It was standing room only at the Music Gallery last night for the first of two concerts featuring the works of Vinko Globokar this weekend, but by the close of the second half of the evening’s programme you wouldn’t have noticed because everyone was standing to applaud. (More about applause as wrecking ball at the end of this.)

What a feast, for players and audience alike. I remember reading about Globokar that every work in his fifty year career poses a different question, requiring a different aesthetic answer – that he never repeats himself. Boy does he ever not! Billed as “Back to Back,” because different presenters did the honours in the first half and second half of the programme, it might just as well have been billed “Back to Back to Back to Back,” because each of the four pieces was as distinctive as could be imagined.

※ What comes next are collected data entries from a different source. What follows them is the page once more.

PR #1174, opened 2026-07-13
chore(deps): upgrade Flutter 3.35.2 → 3.44.6, vendor input_code_field, drop the adapty fork

kar:
Follows #1172 and #1173 (both merged).

## Why

Flutter **3.35.2** (Aug 2025, Dart 3.9.0) was ~11 months and ~66 stable releases behind. It also silently blocked `flex_color_scheme` **8.4.0** and `flex_seed_scheme` **4.x** — both need Flutter ≥3.38 — which are exactly the theming packages Dependabot kept trying and failing to land in #1149. Now on **3.44.6 / Dart 3.12.2**.

## The only real blocker was one abandoned package

`input_code_field` **2.0.2** is the last release (2023-11-11; two releases ever). Flutter 3.44 added `onFocusReceived` to `TextInputClient` — it *has* a default body, but `_InputCodeFieldState` uses `implements`, which inherits no implementations, so the class must declare the member itself, and upstream never will. That one missing override failed **all 50** of the compiling tests.

**Vendored** to `common/lib/src/shared/ui/vendor/input_code_field/` (MIT; LICENCE and attribution preserved), one method added, pub dependency dropped. Used in exactly one place — the app-lock PIN field in settings.

> Worth recording: the **pigeon-12 / analyzer-5.13 hold was NOT a blocker.** Resolution, `make gen` (249 outputs, 1706 actions) and `analyze` all pass on Dart 3.12 with pigeon held exactly as-is. A Flutter upgrade does **not** require scheduling the pigeon 26 migration.

## Two build breaks, both fixed

**iOS.** Flutter 3.44 added native XCFramework code-signing to `build ios-framework` and defaults it **on**. It fails on any machine holding two identities for one team (`Multiple identities found for development team …`) — which includes the CI mac runner. We already sign these ourselves in `sign-ios-frameworks` (the ITMS-91065 fix), so `--no-codesign` restores the pre-3.44 behaviour and leaves that pipeline untouched. Flutter's own `--codesign-identity` is a candidate to *replace* that script later; not here.

**Android.** Flutter 3.44's module template moved to **Gradle 9**, which refuses adapty's versionless Compose transitive (`Could not find androidx.compose.ui:ui:.`). Fixing that surfaced a second issue — the plugin compiles against `android-34`, but Compose `material3 1.4.0` needs ≥35.

## …which let us delete the adapty fork entirely

The fix was **not** to patch our fork. `adapty_flutter` **3.17.1** (2026-07-02) ships:

> - [Android] Updated native Android SDK to 3.17.2.
> - **[Android] Fixed AGP 9 and Built-In Kotlin support.**

…plus `jvmTarget = JvmTarget.JVM_11` — **the entire reason the `blokadaorg/AdaptySDK-Flutter` fork existed.** Verified: plain upstream 3.17.1 builds the AAR under Gradle 9, which the old fork (based on 3.17.0) does not. So:

- `adapty_flutter: 3.17.0` + git-SHA `dependency_overrides` → **`adapty_flutter: 3.17.1` from pub.dev**. Fork dropped, override block deleted.
- Bonus: dep-validate's `queue.mjs` can now see adapty as a **payment** surface again, instead of an opaque git SHA (a known gap).

## Verification — full local matrix on 3.44.6

| check | result |
|---|---|
| `make test` | **379/379 pass** |
| `flutter analyze --no-fatal-warnings --no-fatal-infos` | exit 0 |
| `make pub-verify` (the lock gate from #1173) | exit 0 |
| `make -C common build-ios` | ✅ |
| iOS `Dev` debug / `FamilyDev` debug | **BUILD SUCCEEDED** ×2 |
| `make regen-android` (AAR) | ✅ |
| `apk-six-debug` / `apk-family-debug` | **BUILD SUCCESSFUL** ×2 |

`flex_color_scheme` deliberately stays at **8.3.1** — `pub get` honours the lock, so this is an SDK upgrade, not a dep-bump spree. Dependabot can now offer 8.4.0 *for real*.

## ⚠️ Needs on-device sign-off before merge

**adapty moved in this PR** (3.17.0 + fork → 3.17.1 upstream), and adapty is the payment surface. Unit tests and builds cannot validate it. The Appium smoke runs on the physical device for this PR and covers paywall display — but **purchase and restore go through the StoreKit sandbox sheet, which no agent can drive.** Those need a human confirmation on the device, or an explicit acceptance of the residual risk.

Also note the 9-minor Material/theme jump: widget tests pass, but that is not the same as eyes on the UI.


kar:
## Device smoke: green (11/11) — after it caught a blank-screen regression

The **first** smoke run on this branch [failed every spec](https://github.com/blokadaorg/blokada/actions/runs/29234615191), and it was right to. The app came up on a **blank white screen** on both the simulator and the physical device, while CI was fully green (both platforms built, 379/379 tests, analyze clean). Root cause:

```
[ERROR:flutter/runtime/dart_vm_initializer.cc(40)] Unhandled Exception:
Unable to load asset: "AssetManifest.json".
```

`i18n_extension_importer`'s `JSONImporter.fromAssetDirectory` reads the legacy `AssetManifest.json`, which Flutter replaced with `AssetManifest.bin` and no longer ships. The throw escaped `I18nService.loadTranslations()` at startup, nothing caught it, and the widget tree never mounted — so every spec died in its `before all` hook with no automation ids, because there was no UI.

That package is **abandoned too** (0.0.6 is the latest, 2023-11-13) — the second one in this PR, after `input_code_field`. No version to bump to. It was used for one method across three call sites, so the dependency is **dropped** and the loader inlined on Flutter's supported `AssetManifest.loadFromAssetBundle` API.

Also fixed: `--no-codesign` had been applied to only **1 of 5** `flutter build ios-framework` invocations. The other four — including `common/scripts/build.for.ios.sh`, the **release** path — would still have failed on a multi-identity machine.

### Now green on `f939dba`

CI 5/5, and the [physical-device smoke](https://github.com/blokadaorg/blokada/actions/runs/29237069740) passes **11/11**: home hub, power pause / turn-off, protection persists across cold restart, DNS onboarding, **paywall on inactive account**, account subscription status, blocklist pack toggle, custom exception CRUD, Activity, Privacy Pulse, Settings sub-pages.

### Still outstanding before merge

- **Purchase + restore are NOT covered.** The StoreKit sandbox sheet is a system UI no agent can drive, and **adapty moved in this PR** (3.17.0 + fork → 3.17.1 upstream). The paywall *renders*, but a real purchase/restore needs a human on the device — or an explicit acceptance of the residual risk.
- **Two abandoned packages have now broken on 3.44 for unrelated reasons.** A manual pass over the app is worth the time before merging; there may be a third.

kar:
Tested manually on device. Looks fine.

In the first, “Au-dela d’une etude pour percussion” percussionist David Schotzko was put through his paces in a series of evolving, and to my eye and ear devilishly difficult, “exercises” on a wide range of percussion instruments. “If the percussionist is interested only in percussion” Globokar says, they can simply play through sections A to P without stopping.” If on the other hand “the percussionist is interested in things other than percussion – such as fencing, karate, ... the production of noises with the body,... a variety of cries,... or mime, then he can invent six short performances and place them in a suitable space, outside the scope of the percussion.” The list of other interests he gives is much longer than the few I have cited, but no matter, because Schotzko, of course, chose nothing from the list, opting instead for a dextrous little episode of swishy casting with a fly fishing rod, followed by five bouts of chopping, dicing, dusting, cooking and consuming a meal on stage, each episode cunningly and ferociously amplified. As the piece proceeded one had to deal with the somewhat alarming realization that not even artistry of the highest order could hope to match the percussive (and compositional) wizardry of a piece of meat frying on a plate. Smelt good, though.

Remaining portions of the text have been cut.